* THE PROBLEM
Scan the data for "memory" and copy the lines it appears in.

Saved entries
== == ==

PR #1167, opened 2021-11-16
Add cmake-tools to default C++ container?

jureid:
@esweet431 - I'm wondering if we should add CMake Tools to VS Code's default C++ dev container. The Dockerfile installs cmake. @bobbrow - Do you know if we do this for Codespaces?

### DIFF
--- a/containers/cpp/.devcontainer/devcontainer.json
+++ b/containers/cpp/.devcontainer/devcontainer.json
@@ -13,7 +13,8 @@
 
 	// Add the IDs of extensions you want installed when the container is created.
 	"extensions": [
-		"ms-vscode.cpptools"
+		"ms-vscode.cpptools",
+		"ms-vscode.cmake-tools"
 	],
 
 	// Use 'forwardPorts' to make a list of ports inside the container available locally.


bobbrow:
It makes sense to me.  I thought CodeSpaces included it, but if they use this container, perhaps my memory is wrong.

esweet431:
Yeah, if we're installing cmake.exe then I agree it makes sense to install cmake-tools. I'm assuming the dockerfile already includes cpptools?

esweet431:
> I'm assuming the dockerfile already includes cpptools?

Nvm sorry, I see it in the JSON

jureid:
> It makes sense to me. I thought CodeSpaces included it, but if they use this container, perhaps my memory is wrong.

I also thought they included it but I can't find it in their configuration files: https://github.com/microsoft/vscode-dev-containers/tree/main/containers/codespaces-linux

Adding @Chuxel to review this PR. Also, Chuck, do you know if the default Codespace configuration includes cmake-tools?

Chuxel (approved):

PR #1174, opened 2021-11-24
Fix Node script checksum verification

neilvilela:
The checksum verification is comparing the node-debian.sh to the
common-debian.sh checksum, which fails if the `COMMON_SCRIPT_SHA`
environment variable is set.

This PR fixes the issue, comparing the node-debian.sh checksum to
the `NODE_SCRIPT_SHA` environment variable.


Chuxel:
Thanks!

PR #1175, opened 2021-11-26
Use variable for architecture when installing rust.

jbreiding:
Recently encountered a failure adding the rust layer on an M1 Mac.

This was a fairly simple fix.


Chuxel:
Good catch. Thanks!

PR #1176, opened 2021-11-28
Add Python devcontainer with CUDA support

### LINKED ISSUE #180: Add Pytorch example
It may be a little tricky, but I think should be possible, it can probably be based on [this nvidia container](https://docs.nvidia.com/deeplearning/frameworks/user-guide/index.html):

twsl:
Adds a devcontainer based on the Python devcontainer with CUDA support.
Uses the nvidia/cuda image as base image.
Enables developers with focus on ML/DL to leverage devcontainers.

Could fix #180


twsl:
Hey @Chuxel, can I get some feedback on the PR?

mimoralea:
Please, feedback on this would be appreciated!

Chuxel:
A few thoughts looking at this that partly caused some delay in response:

1. One challenge is that this would only work on Linux and WSL and specifically with an Nvidia GPU. The challenge is that there is really not a great way to set that expectation in the existing user experience. It would need to be directly in the description for it to appear.  There is an [upcoming capability](https://github.com/microsoft/dev-container-spec/issues/6) that could allow for two definitions that you can pick from - one GPU, one w/o a GPU - but I'm assuming that wouldn't work here, correct?  Otherwise, it might make sense to wait for that to be available.

2. As this is setup right now, it seems to assume that Microsoft would pick up pre-building the image as well. That's a higher bar for merging since it has long term implications for support, patching, etc. It might be better to refactor this so that the "base.Dockerfile" is the Dockerfile and updating the README to make this a bit clearer.  Generally we've been adding `(Community)` by community managed definitions both in the README and devcontainer.json name as well.

3. Is installing Node.js needed in this case if the focus is ML?

twsl:
Hey @Chuxel 
the first issue you raised is just the harsh truth: NVIDIA and CUDA dominate the field of machine learning. Most people in the field who could leverage such a container are already used to that and I don't think it would cause wrong expectations.
I'd like to add macOS support though, but I do not have any experience with that at all and do not own a mac for testing.
The mentioned capability could simplify the workload because this is intended as a an addition to the base python container. 
However, in addition to using the GPU, the base image would need to change and without an NVIDIA GPU that supports CUDA, this image would just be the base python container with additional, useless drivers. So i think, a dedicated image might make more sense.

What exactly is required for the refactor, any specific changes you have in mind? Feel free to request changes in a review.

Node.js has been added for parity with the base python devcontainer, so a developer can simply switch to the cuda devcontainer without breaking existing code. Workloads such as data visualization can require node.js.

mkarikom:
@twsl your base.Dockerfile is working brilliantly, thanks!

sidecus:
@Chuxel @twsl any update on this?

PR #1553, opened 2022-07-26
Reinstall Python to fix missing lzma module

jungaretti:
Fixes: https://github.com/github/codespaces/issues/8155

Removes Oryx's Python installation and replaces it with a fresh installation that is built from source. The fresh installation includes the `lzma` library that is required by many other Python modules.

Preserves the `/home/codespace/.python/current` -> `/opt/python/3.10.4` link that Oryx created and that exists in our published image. This PR is a drop-in replacement and will not break any scripts that rely on `/home/codespace/.python/current/bin/python`.

### Changes

- Replaced Oryx's Python installation with a fresh build from source
- Added new test for `lzma`
- Disabled Oryx tests that always fail

### DIFF
--- a/.github/workflows/smoke-codespace.yaml
+++ b/.github/workflows/smoke-codespace.yaml
@@ -19,13 +19,6 @@ jobs:
     runs-on: ubuntu-latest
     steps:
 
-    - name: Maximize build space
-      uses: easimon/maximize-build-space@master
-      with:
-        remove-dotnet: 'true'
-        remove-android: 'true'
-        remove-haskell: 'true'
-
     - name: Checkout
       id: checkout
       uses: actions/checkout@v2
--- a/.github/workflows/smoke-codespace.yaml
+++ b/.github/workflows/smoke-codespace.yaml
@@ -19,6 +19,13 @@ jobs:
     runs-on: ubuntu-latest
     steps:
 
+    - name: Maximize build space
+      uses: easimon/maximize-build-space@master
+      with:
+        remove-dotnet: 'true'
+        remove-android: 'true'
+        remove-haskell: 'true'
+
     - name: Checkout
       id: checkout
       uses: actions/checkout@v2
--- a/containers/codespaces-linux/.devcontainer/base.Dockerfile
+++ b/containers/codespaces-linux/.devcontainer/base.Dockerfile
@@ -68,8 +68,12 @@ RUN apt-get update && export DEBIAN_FRONTEND=noninteractive \
     && mkdir -p /usr/local/etc/vscode-dev-containers/ \
     && mv -f /tmp/scripts/first-run-notice.txt /usr/local/etc/vscode-dev-containers/
 
+# Remove all existing Python installations
+RUN rm -rf /opt/python
+
 # Install Python, JupyterLab, common machine learning packages, and Ruby utilities
-RUN bash /tmp/scripts/python-debian.sh "none" "/opt/python/latest" "${PIPX_HOME}" "${USERNAME}" "true" \
+# Image includes a link from /home/codespace/.python/current -> /opt/python/3.10.4
+RUN bash /tmp/scripts/python-debian.sh "3.10.4" "/opt/python/3.10.4" "${PIPX_HOME}" "${USERNAME}" "true" "true" "false" \
     # Install JupyterLab and common machine learning packages
     && PYTHON_BINARY="${PYTHON_ROOT}/current/bin/python" \
     && bash /tmp/scripts/jupyterlab-debian.sh "latest" "automatic" ${PYTHON_BINARY} "true" \
--- a/containers/codespaces-linux/.devcontainer/base.Dockerfile
+++ b/containers/codespaces-linux/.devcontainer/base.Dockerfile
@@ -68,10 +68,12 @@ RUN apt-get update && export DEBIAN_FRONTEND=noninteractive \
     && mkdir -p /usr/local/etc/vscode-dev-containers/ \
     && mv -f /tmp/scripts/first-run-notice.txt /usr/local/etc/vscode-dev-containers/
 
+# Remove existing Python installation from Oryx base image
+RUN rm -rf /opt/python && rm "${PYTHON_ROOT}/current"
+
 # Install Python, JupyterLab, common machine learning packages, and Ruby utilities
-RUN rm -rf /opt/python \
-    # Replace existing Python installation from Oryx image with a fresh installation
-    && bash /tmp/scripts/python-debian.sh "3.10.4" "/opt/python/3.10.4" "${PIPX_HOME}" "${USERNAME}" "true" "true" "false" \
+RUN bash /tmp/scripts/python-debian.sh "3.10.4" "/opt/python/3.10.4" "${PIPX_HOME}" "${USERNAME}" "true" "true" "false" \
+    # Preserve symbolic link from Oryx base image
     && ln -sf /opt/python/3.10.4 "${PYTHON_ROOT}/current" \
     # Install JupyterLab and common machine learning packages
     && PYTHON_BINARY="${PYTHON_ROOT}/current/bin/python" \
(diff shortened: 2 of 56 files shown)


jungaretti:
The Oryx image includes a link from `/home/codespace/.python/current` to `/opt/python/3.10.4`. We need to remove/update that link if we want to support versions beyond `3.10.4`.

jungaretti:
We should add a new test for `lzma`

jungaretti:
I'm not sure why this is failing the smoke test. I tested the new Dockerfile in a codespace using this branch: https://github.com/jungaretti/playground/tree/lzma-testing

I copied the `~/.devcontainer` directory from this PR's branch, tweaked paths, and rebuilt my container.

No error in codespace

containers/codespaces-linux/.devcontainer/library-scripts/python-debian.sh
```diff
@@ -215,9 +215,9 @@ install_from_source() {
     fi
     echo "(*) Building Python ${PYTHON_VERSION} from source..."
     # Install prereqs if missing
-    check_packages curl ca-certificates gnupg2 tar make gcc libssl-dev zlib1g-dev libncurses5-dev \
-                libbz2-dev libreadline-dev libxml2-dev xz-utils libgdbm-dev tk-dev dirmngr \
-                libxmlsec1-dev libsqlite3-dev libffi-dev liblzma-dev uuid-dev 
+    check_packages curl gdb ca-certificates gnupg2 tar make gcc libssl-dev zlib1g-dev libncurses5-dev \
+                libbz2-dev libreadline-dev libreadline6-dev libxml2-dev xz-utils libgdbm-dev libgdbm-compat-dev tk-dev dirmngr \
+                libxmlsec1-dev libsqlite3-dev libffi-dev liblzma-dev lzma zma-dev uuid-dev
```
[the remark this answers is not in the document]
joshspicer: I added in packages after reading https://devguide.python.org/getting-started/setup-building/index.html#linux

containers/codespaces-linux/.devcontainer/base.Dockerfile
```diff
@@ -68,8 +68,13 @@ RUN apt-get update && export DEBIAN_FRONTEND=noninteractive \
...
     && mv -f /tmp/scripts/first-run-notice.txt /usr/local/etc/vscode-dev-containers/
 
+# Remove existing Python installation from Oryx base image
+RUN rm -rf /opt/python && rm "${PYTHON_ROOT}/current"
+
 # Install Python, JupyterLab, common machine learning packages, and Ruby utilities
-RUN bash /tmp/scripts/python-debian.sh "none" "/opt/python/latest" "${PIPX_HOME}" "${USERNAME}" "true" \
+RUN bash /tmp/scripts/python-debian.sh "3.10.4" "/opt/python/3.10.4" "${PIPX_HOME}" "${USERNAME}" "true" "true" "false" \
+    # Preserve symbolic link from Oryx base image
+    && ln -sf /opt/python/3.10.4 "${PYTHON_ROOT}/current" \
```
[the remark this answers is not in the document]
jungaretti: > We should also install `3.9.7` to keep the current kitchensink as is.

Good idea. I'll add a second call to the installer script to install `3.9.7` to `/opt/python/3.9.7`.

> It might be nicer to add the addition sym links

How does the new feature handle symlinks?

containers/codespaces-linux/.devcontainer/base.Dockerfile
```diff
@@ -68,8 +68,13 @@ RUN apt-get update && export DEBIAN_FRONTEND=noninteractive \
     && mkdir -p /usr/local/etc/vscode-dev-containers/ \
     && mv -f /tmp/scripts/first-run-notice.txt /usr/local/etc/vscode-dev-containers/
 
+# Remove existing Python installation from Oryx base image
+RUN rm -rf /opt/python && rm "${PYTHON_ROOT}/current"
+
 # Install Python, JupyterLab, common machine learning packages, and Ruby utilities
-RUN bash /tmp/scripts/python-debian.sh "none" "/opt/python/latest" "${PIPX_HOME}" "${USERNAME}" "true" \
+RUN bash /tmp/scripts/python-debian.sh "3.10.4" "/opt/python/3.10.4" "${PIPX_HOME}" "${USERNAME}" "true" "true" "true" \
```
jungaretti, line 75:
```suggestion
RUN bash /tmp/scripts/python-debian.sh "3.10.4" "/opt/python/3.10.4" "${PIPX_HOME}" "${USERNAME}" "true" "true" "false" \
```

Installing with Oryx reintroduces the `lzma` bug 😞:

ModuleNotFoundError: No module named '_lzma'

We need to build Python from source to fix `lzma`

containers/codespaces-linux/.devcontainer/base.Dockerfile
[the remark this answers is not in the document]
samruddhikhandale: > How does the new feature handle symlinks?

haha. It doesn't add `3 3.10 3.9 etc` but again that's a new way of how kitchensink is built with features.

jungaretti:
Building Python from source adds a new `/usr/local/py-utils` directory that is about 194 MB. In total, this PR adds about 300 MB of disk usage.

containers/codespaces-linux/test-project/test.sh
```diff
@@ -3,6 +3,11 @@ cd $(dirname "$0")
 
 source test-utils.sh codespace
 
+echo '---'
+which python
+echo $PATH
+echo '---'
+
```
jungaretti, line 10: Should we keep this?

.github/workflows/smoke-codespace.yaml
```diff
@@ -19,6 +19,13 @@ jobs:
     runs-on: ubuntu-latest
     steps:
 
+    - name: Maximize build space
+      uses: easimon/maximize-build-space@master
+      with:
+        remove-dotnet: 'true'
+        remove-android: 'true'
+        remove-haskell: 'true'
+
```
jungaretti, line 28: Should we keep this?

containers/codespaces-linux/test-project/test.sh
```diff
@@ -33,6 +38,31 @@ check "pydocstyle" pydocstyle --version
...
+    # Skip directories
+    if [[ -d "$python" ]]; then
+        continue
+    fi
+    if "$python" -c 'import lzma' &>/dev/null; then
+        echo "$python: true"
+    else
+        echo "$python: false"
+    fi
+done
```
jungaretti, line 61: We can remove this

containers/codespaces-linux/test-project/test.sh
```diff
@@ -33,6 +38,31 @@ check "pydocstyle" pydocstyle --version
...
+
+check "lzma cpython test" python /opt/python/3.10.4/lib/python3.10/test/test_lzma.py
+check "lzma library included" python -c "import lzma"
```
jungaretti, line 64: Should we keep these? They always seem to fail, but I've tested several times in codespaces and Python is working as expected.

samruddhikhandale:
```suggestion
check "lzma" python -c "import lzma"
```

I am guessing if the `check` function is failing due to spaces 🤔  I don't see any other `check` arg with spaces

.github/workflows/smoke-codespace.yaml
samruddhikhandale: If this isn't helping with the test failures, then it would be nice to remove.

containers/codespaces-linux/test-project/test.sh
samruddhikhandale: Remove? unless these logging statements are helpful

samruddhikhandale:
> Building Python from source adds a new /usr/local/py-utils directory that is about 194 MB. 

@jungaretti  ℹ️  We already have `/usr/local/py-utils` in the current kitchensink

image

samruddhikhandale (approved):
Approved with some suggestions! ✨

containers/codespaces-linux/test-project/test.sh
jungaretti: Worth a shot!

== == ==

* ANSWER FOR THE TASK
It makes sense to me.  I thought CodeSpaces included it, but if they use this container, perhaps my memory is wrong.
> It makes sense to me. I thought CodeSpaces included it, but if they use this container, perhaps my memory is wrong.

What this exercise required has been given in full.